In early 2004 then-mayor Gavin Newsom, still-sorta-mayor Willie Brown and mayor of your laptop Steve Jobs opened the flagship Apple Store on Stockton Street. The press release reads like something announcing the arrival of a restaurant from a new celebrity chef. (14-seat Genius Bar! 39-seat state-of-the-art theatre! Internet cafe!) Photographer Gary Allen, who covers Apple retail on his site, reveals more about the greatest gathering of minds since the Yalta Conference:
I should note that Gavin was mayor at the time, but that Willie showed up, too. Before he left office, he had apparently negotiated a deal with Apple to locate the store at that corner, to help revitalize the south of Market area, and was celebrating the accomplishment.
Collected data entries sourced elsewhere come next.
PR #584, opened 2025-05-19
During migration, improve info about usage on ssl-password and logs(bsc#1243009)

mbussolotto:
## Codespace

## Test coverage
- Unit tests were added

- [x] **DONE**

## Links

Issue(s): https://github.com/SUSE/spacewalk/issues/27192

- [x] **DONE**

## Changelogs

- [ ] No changelog needed

# Before you merge

### DIFF
--- a/mgradm/shared/podman/ssl.go
+++ b/mgradm/shared/podman/ssl.go
@@ -211,7 +211,7 @@ func reuseExistingCertificatesFromMounts(image string, tempDir string, isDatabas
 	rootCA, err := shared_podman.ReadFromContainer(containerName, image, volumes, nil,
 		caCheckPath)
 	if err != nil {
-		log.Debug().Err(err).Msgf("CA file %s not found", caCheckPath)
+		log.Info().Msgf(L("CA file %s not found. New CA and certificates will be created."), caCheckPath)
 		return false, nil
 	}
 
@@ -223,7 +223,7 @@ func reuseExistingCertificatesFromMounts(image string, tempDir string, isDatabas
 	cert, err := shared_podman.ReadFromContainer(containerName, image, volumes, nil,
 		crtCheckPath)
 	if err != nil {
-		log.Debug().Err(err).Msgf("Cert file %s not found", crtCheckPath)
+		log.Info().Msgf(L("Cert file %s not found. A new certificate will be created."), crtCheckPath)
 		return false, nil
 	}
 	if err = os.WriteFile(serverCert, cert, 0444); err != nil {
@@ -234,7 +234,7 @@ func reuseExistingCertificatesFromMounts(image string, tempDir string, isDatabas
 	keyData, err := shared_podman.ReadFromContainer(containerName, image, volumes, nil,
 		keyCheckPath)
 	if err != nil {
-		log.Debug().Err(err).Msgf("Cert Key file %s not found", keyCheckPath)
+		log.Info().Msgf(L("Cert key file %s not found. A new certificate will be created."), keyCheckPath)
 		return false, nil
 	}
 	if err = os.WriteFile(serverKey, keyData, 0400); err != nil {
@@ -302,7 +302,7 @@ func generateServerCertificate(image string, sslFlags *adm_utils.InstallSSLFlags
 		"HOSTNAME":     fqdn,
 	}
 	if err := runSSLContainer(sslSetupServerScript, tempDir, image, tz, env); err != nil {
-		return utils.Error(err, L("Server SSL certificates generation failed"))
+		return utils.Error(err, L("Failed to generate server SSL certificates. Please check the input parameters."))
 	}
 
 	log.Info().Msg(L("Server SSL certificates generated"))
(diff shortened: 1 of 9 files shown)


shared/utils/logUtils_test.go
```diff
@@ -28,6 +28,10 @@ func TestRedact(t *testing.T) {
 			`{"adminLogin":"admin","adminPassword":"secret","email":"no@email.com"}`,
 			`{"adminLogin":"admin","adminPassword":"<REDACTED>","email":"no@email.com"}`,
 		},
+		{
+			`password\n`,
+			`password\n`,
```
cbosdo, line 33: We could add a test like `\"password\": \"foo\"`

shared/ssl/flags.go
```diff
@@ -26,3 +26,19 @@ func AddSSLGenerationFlags(cmd *cobra.Command) {
 	_ = utils.AddFlagToHelpGroupID(cmd, "ssl-org", "ssl")
 	_ = utils.AddFlagToHelpGroupID(cmd, "ssl-ou", "ssl")
 }
+
+func AddSSLDBFlags(cmd *cobra.Command) {
```
cbosdo, line 30: I have a similar change in https://github.com/uyuni-project/uyuni-tools/pull/582/files#diff-e6e4d4727d1321ef331f243286c44b3b63a903f0e6c6a67afed2d26f8fa32263

cbosdo (commented):
I haven't seen where we make the SSL error message a bit more obvious, but may be I'm blind

cbosdo (commented):
I'm not sure we should get the hostname rename change in the same PR as this one: it's a bit risky at this phase of the release

deneb-alpha:
> I'm not sure we should get the hostname rename change in the same PR as this one: it's a bit risky at this phase of the release

I agree. can we split the changes and have the hostname rename in a separate PR?

cbosdo:
> > I'm not sure we should get the hostname rename change in the same PR as this one: it's a bit risky at this phase of the release
> 
> I agree. can we split the changes and have the hostname rename in a separate PR? The rename bsc is even not mentioned in the PR description...

The hostname rename has its own PR, it's just that this one is based on it to reuse some refactoring I made. Let me see if we can just extract the refactoring in a small commit and share it between the two PRs.

mbussolotto:
Just to be more clear, this PR requires changes present in the other PR. Resolving conflict after might be a real mess, so the idea is simply to remove that commit once the other PR will be merged (maybe rebase it will be smart enough).

mgradm/shared/podman/ssl.go
```diff
@@ -211,7 +211,7 @@ func reuseExistingCertificatesFromMounts(image string, tempDir string, isDatabas
 	rootCA, err := shared_podman.ReadFromContainer(containerName, image, volumes, nil,
 		caCheckPath)
 	if err != nil {
-		log.Debug().Err(err).Msgf("CA file %s not found", caCheckPath)
+		log.Info().Msgf(L("CA file %s not found, so a new certificate will be created."), caCheckPath)
```
aaannz, line 214:
```suggestion
		log.Info().Msgf(L("CA file %s not found. New CA and certificates will be created."), caCheckPath)
```

mgradm/shared/utils/cmd_utils.go
```diff
@@ -281,30 +281,13 @@ func AddPgsqlFlags(cmd *cobra.Command) {
...
 	AddImageFlag(cmd)
 	AddSCCFlag(cmd)
 	AddPgsqlFlags(cmd)
 	AddDBFlags(cmd)
 	AddReportDBFlags(cmd)
 	ssl.AddSSLGenerationFlags(cmd)
-
-	// For generated CA and certificate
-	cmd.Flags().String("ssl-password", "", L("Password for the CA key to generate"))
-	_ = utils.AddFlagToHelpGroupID(cmd, "ssl-password", "ssl")
```
aaannz, line 295: I think this should go into `ssl.AddSSLGenerationFlags` instead of copying it to all actions.

shared/utils/logUtils.go
```diff
@@ -19,7 +19,7 @@ import (
 	"gopkg.in/natefinch/lumberjack.v2"
 )
 
-var redactRegex = regexp.MustCompile(`([pP]assword[\t :"\\]+)[^\t "\\]+`)
+var redactRegex = regexp.MustCompile(`([pP]assword[\t :"\\]+)[^\\][^\t "\\]+`)
```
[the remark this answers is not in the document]
mbussolotto: this is what happens with the previous regex, according to the unit tests added:
```
logUtils_test.go:48: Testcase 3: Expected password\n got password\<REDACTED> when redacting  password\n
```

and this cause `- invalid character '<' in string escape code****`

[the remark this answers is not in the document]
aaannz: Oh, so when the input is just `password` without anything, we want redacted output be `password` as well, right?

But wouldn't `password.\n` trigger this problem too?

This does not seem to me like a correct way to fix the escape code. That `<REDACTED>` string is what we add.

mgradm/shared/utils/cmd_utils.go
aaannz: Hmm.. true. With k8s cert-manager we do not need CA password.

Ok, something to solve later.

shared/utils/logUtils.go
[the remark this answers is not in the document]
mbussolotto: > Oh, so when the input is just password without anything, we want redacted output be password as well, right?

exactly. The idea of <REDACT> is to use it for the word after password.

> But wouldn't password.\n trigger this problem too?

I can try to add this unit-test too and see if it fits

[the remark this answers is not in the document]
aaannz: I was wondering why would JSON have a problem with `<` and this is because we actually pass `\<RE...` to it. 🤦🏼 

So we need to filter out `password\` things. In this case it makes sense. Ok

Interestingly, that appears to be happening again with mayor Lee and the proposed Union Square Apple store.
The backroom deal Allen refers to had to do with the historic status of the site Apple bought at 1 Stockton Street. Apple's iconic glass-and-steel design obviously wouldn't fit in with the city's historic preservation restrictions. But as Brown bragged to his audience of Chronicle readers after Jobs' death in 2011, he was pretty good at massaging those:
"You know, Steve," I told him, "no one says you have to preserve the entire building.""How in the hell am I going to keep a part of the building and still put in my design?" he asked.
"Easy. Just promise to preserve a significant part of the building."
"And what significant part would that be?"
"How about the back wall?" I said.
It was a stretch for sure, but that's how we got the Apple store in San Francisco. One with a very historic back wall, I might add.
Roughly a decade later and a plan to move the flagship Apple store to the North side of Union Square is once again running into preservation roadblocks: The company is hoping to move the historic Ruth Asawa fountain, which doesn't quite fit with their industrial design.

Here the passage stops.